━━━━━ EXTRACTED INFORMATION

PR #16, opened 2022-10-19
Add info metric type

janstenpickle:
This is a very special type, it just takes a map of labels which are then represented like gauges with just a value of `1`. In the Java library it _is_ possible to create a labelled version of this, where the label names and values can be provided separately, but this seems entirely pointless to me, as does having a callback version.

### DIFF
--- a/core/src/main/scala-2/prometheus4cats/InfoNameFromStringLiteral.scala
+++ b/core/src/main/scala-2/prometheus4cats/InfoNameFromStringLiteral.scala
@@ -1,0 +1,44 @@
+/*
+ * Copyright 2022 Permutive
+ *
+ * Licensed under the Apache License, Version 2.0 (the "License");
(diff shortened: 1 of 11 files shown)


core/src/main/scala-2/prometheus4cats/InfoNameFromStringLiteral.scala
```diff
@@ -0,0 +1,44 @@
+/*
```
TimWSpence, line 1: I assume this will be moved to `internal` like the others?

TimWSpence (approved):
LGTM!

core/src/main/scala-2/prometheus4cats/InfoNameFromStringLiteral.scala
janstenpickle: Yep, that's in the other PR

PR #20, opened 2022-10-21
Refinement cleanup

### LINKED ISSUE #18: TODO: Metric specific labels
Some metric types have rules about label names that must not be certain strings; e.g. `le` for histograms and `quantile` for summary.

janstenpickle:
Remove some of the boilerplate in refined types

Fixes #18

### DIFF
--- a/core/src/main/scala/prometheus4cats/Label.scala
+++ b/core/src/main/scala/prometheus4cats/Label.scala
@@ -16,64 +16,27 @@
 
 package prometheus4cats
 
-import cats.{Eq, Hash, Order, Show}
+import java.util.regex.Pattern
+
 import prometheus4cats.internal.LabelNameFromStringLiteral
 
 object Label {
 
   /** Refined value class for a label name that has been parsed from a string
     */
-  final class Name private (val value: String) extends AnyVal {
+  final class Name private (val value: String) extends AnyVal with internal.Refined.Value[String] {
 
     override def toString: String = s"""Label.Name("$value")"""
 
   }
 
-  object Name extends LabelNameFromStringLiteral {
-
-    final private val regex = "^[a-zA-Z_:][a-zA-Z0-9_:]*$".r.pattern
-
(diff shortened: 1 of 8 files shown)


core/src/main/scala/prometheus4cats/Label.scala
```diff
@@ -16,64 +16,35 @@
...
-
+  object Name extends internal.Refined[String, Name] with LabelNameFromStringLiteral {
     // prevents macro compilation problems with the status label
     private[prometheus4cats] val outcomeStatus = new Name("outcome_status")
 
-    implicit val catsInstances: Hash[Name] with Order[Name] with Show[Name] = new Hash[Name]
-      with Order[Name]
-      with Show[Name] {
-      override def hash(x: Name): Int = Hash[String].hash(x.value)
+    private val invalidNames: Set[String] = Set("quantile", "le", "name")
```
janstenpickle, line 37: Histograms require that no user defined label is `le` and summaries require the same for `quantile`. This raises the question: should we have metric specifc label names, just as we do for metric names?

bastewart: Yeah, I think if we can get this cleanly into the DSL (like it is for names) then definitely 👍

If we _can't_ then what I imagine you're doing now (runtime exception) is fine.

janstenpickle: This isn't actually a runtime execption... this is more a question about whether, like with metric names, we should have metric specific labels.

Speaking with @TimWSpence we think it's probably a good idea to go with metric specific for consitency's sake.

janstenpickle: I've just had a go at wiring this through and it is a bit of a pain. Probably not worth the effort considering there are only two labels that we want to prevent peoplefrom using...

TimWSpence (approved):
Nice!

━━━━━━━━━━

REQUIREMENT: Each entry needs to be written out again, exactly as given.

SOLUTION TO THIS PROBLEM:
PR #16, opened 2022-10-19
Add info metric type

janstenpickle:
This is a very special type, it just takes a map of labels which are then represented like gauges with just a value of `1`. In the Java library it _is_ possible to create a labelled version of this, where the label names and values can be provided separately, but this seems entirely pointless to me, as does having a callback version.

### DIFF
--- a/core/src/main/scala-2/prometheus4cats/InfoNameFromStringLiteral.scala
+++ b/core/src/main/scala-2/prometheus4cats/InfoNameFromStringLiteral.scala
@@ -1,0 +1,44 @@
+/*
+ * Copyright 2022 Permutive
+ *
+ * Licensed under the Apache License, Version 2.0 (the "License");
(diff shortened: 1 of 11 files shown)


core/src/main/scala-2/prometheus4cats/InfoNameFromStringLiteral.scala
```diff
@@ -0,0 +1,44 @@
+/*
```
TimWSpence, line 1: I assume this will be moved to `internal` like the others?

TimWSpence (approved):
LGTM!

core/src/main/scala-2/prometheus4cats/InfoNameFromStringLiteral.scala
janstenpickle: Yep, that's in the other PR

PR #20, opened 2022-10-21
Refinement cleanup

### LINKED ISSUE #18: TODO: Metric specific labels
Some metric types have rules about label names that must not be certain strings; e.g. `le` for histograms and `quantile` for summary.

janstenpickle:
Remove some of the boilerplate in refined types

Fixes #18

### DIFF
--- a/core/src/main/scala/prometheus4cats/Label.scala
+++ b/core/src/main/scala/prometheus4cats/Label.scala
@@ -16,64 +16,27 @@
 
 package prometheus4cats
 
-import cats.{Eq, Hash, Order, Show}
+import java.util.regex.Pattern
+
 import prometheus4cats.internal.LabelNameFromStringLiteral
 
 object Label {
 
   /** Refined value class for a label name that has been parsed from a string
     */
-  final class Name private (val value: String) extends AnyVal {
+  final class Name private (val value: String) extends AnyVal with internal.Refined.Value[String] {
 
     override def toString: String = s"""Label.Name("$value")"""
 
   }
 
-  object Name extends LabelNameFromStringLiteral {
-
-    final private val regex = "^[a-zA-Z_:][a-zA-Z0-9_:]*$".r.pattern
-
(diff shortened: 1 of 8 files shown)


core/src/main/scala/prometheus4cats/Label.scala
```diff
@@ -16,64 +16,35 @@
...
-
+  object Name extends internal.Refined[String, Name] with LabelNameFromStringLiteral {
     // prevents macro compilation problems with the status label
     private[prometheus4cats] val outcomeStatus = new Name("outcome_status")
 
-    implicit val catsInstances: Hash[Name] with Order[Name] with Show[Name] = new Hash[Name]
-      with Order[Name]
-      with Show[Name] {
-      override def hash(x: Name): Int = Hash[String].hash(x.value)
+    private val invalidNames: Set[String] = Set("quantile", "le", "name")
```
janstenpickle, line 37: Histograms require that no user defined label is `le` and summaries require the same for `quantile`. This raises the question: should we have metric specifc label names, just as we do for metric names?

bastewart: Yeah, I think if we can get this cleanly into the DSL (like it is for names) then definitely 👍

If we _can't_ then what I imagine you're doing now (runtime exception) is fine.

janstenpickle: This isn't actually a runtime execption... this is more a question about whether, like with metric names, we should have metric specific labels.

Speaking with @TimWSpence we think it's probably a good idea to go with metric specific for consitency's sake.

janstenpickle: I've just had a go at wiring this through and it is a bit of a pain. Probably not worth the effort considering there are only two labels that we want to prevent peoplefrom using...

TimWSpence (approved):
Nice!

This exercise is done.